# What are you hobbies aside from fishkeeping??



## katienaha (May 9, 2010)

Hey, let people know more about you! What are your other hobbies and activities?

Mine are:
Snowboarding
Mountain biking
Camping (in the bush, no designated campsites)
Canoeing/Kayaking
Hiking
4x4ing (Home Page)
Crocheting
Tri-loom weaving
Training my dogs to pull us on a mountain board, and hopefully soon skijoring


----------



## target (Apr 21, 2010)

My 2 biggest ones besides fish keeping are woodwroking and snowboarding. Thanks to this forum I have been able to do some more woodworking, having gotten to make some stands for a few members here. Looking forward to this winter and hoping for a lot of snow so I can ride more than last year. One time was not enough.


----------



## Ursus sapien (Apr 21, 2010)

wow- I got tired just looking at your list!
my interests are a little less demanding Into bird study, gardening indoor and out, arm chair biology, sky gazing, reading in general and sci-fi. Coffee out is high on the list.


----------



## architeuthis (Apr 22, 2010)

I'm trying to learn to play the guitar. 
It 's been pretty slow going so far.


----------



## katienaha (May 9, 2010)

target said:


> My 2 biggest ones besides fish keeping are woodwroking and snowboarding. Thanks to this forum I have been able to do some more woodworking, having gotten to make some stands for a few members here. Looking forward to this winter and hoping for a lot of snow so I can ride more than last year. One time was not enough.

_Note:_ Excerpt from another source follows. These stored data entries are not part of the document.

Issue #78, opened 2018-08-29
list() method fails with KeyError when MLSD command returns no facts


thirtyseven:
I am trying to use aioftp as a client for an FTP server with an MLSD command that returns less information than LIST.  Specfically, it returns no facts, which is technically compliant with [RFC 3659](https://tools.ietf.org/html/rfc3659#section-7.2).   This causes the `list()` method to raise a KeyError, as it assumes the response will contain a fact with at least the `type` property:
``` 
File "/Users/tkaplan/.local/share/virtualenvs/ad-pipes-Ecr7n0Zd/lib/python3.7/site-packages/aioftp/client.py", line 672, in __anext__
    if info["type"] == "dir" and recursive:
KeyError: 'type'
```
The fallback to the LIST method is not used in this case, since technically the server responds to the MLSD request.  A nice workaround would be to allow the user to choose whether to use the MLSD or LIST command.

thirtyseven:
Sure, this is the response for an mlsd command in passive mode (actual paths redacted):
```
$ telnet [redacted] 6209
Trying [redacted]...
Connected to [redacted].
Escape character is '^]'.
dir1
dir2
 ..
dir3
dir4
dir5
 .
dir6
dir6
Connection closed by foreign host.
```

pohmelie:
I see three ways to fix this:
* Your suggestion. Add order(?) of commands to try/only one way to try list directory.
* Add more complex fallback logic.
* Both of above. Ability to choose exactly one way to try or try both with complex fallback.

What do you think?

thirtyseven:
I believe it's a proprietary server based on ProFTPD.

PR #79, opened 2018-08-29
Add cmd parameter to list method to allow manually specifying list command.

thirtyseven:
Addresses #78


thirtyseven:
Added some tests

pohmelie:
Thank you for pull and issue! BTW, what is the name of that creepy ftp server, who return no facts?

 one time! for shame!! I go out MINIMUM every 2 weeks. Once a week is better. Powder King is a 2 hour drive from here, so its not unreasonable, especially when carpooling. But alas, my knee is destroyed at the moment, and I wont be able to board this year. Im so so so sad...


----------



## Crazy_NDN (Apr 21, 2010)

lowriders.... lol basically anything car related.


----------



## effox (Apr 21, 2010)

Does drinking count?


----------



## target (Apr 21, 2010)

katienaha said:


> one time! for shame!! I go out MINIMUM every 2 weeks. Once a week is better. Powder King is a 2 hour drive from here, so its not unreasonable, especially when carpooling. But alas, my knee is destroyed at the moment, and I wont be able to board this year. Im so so so sad...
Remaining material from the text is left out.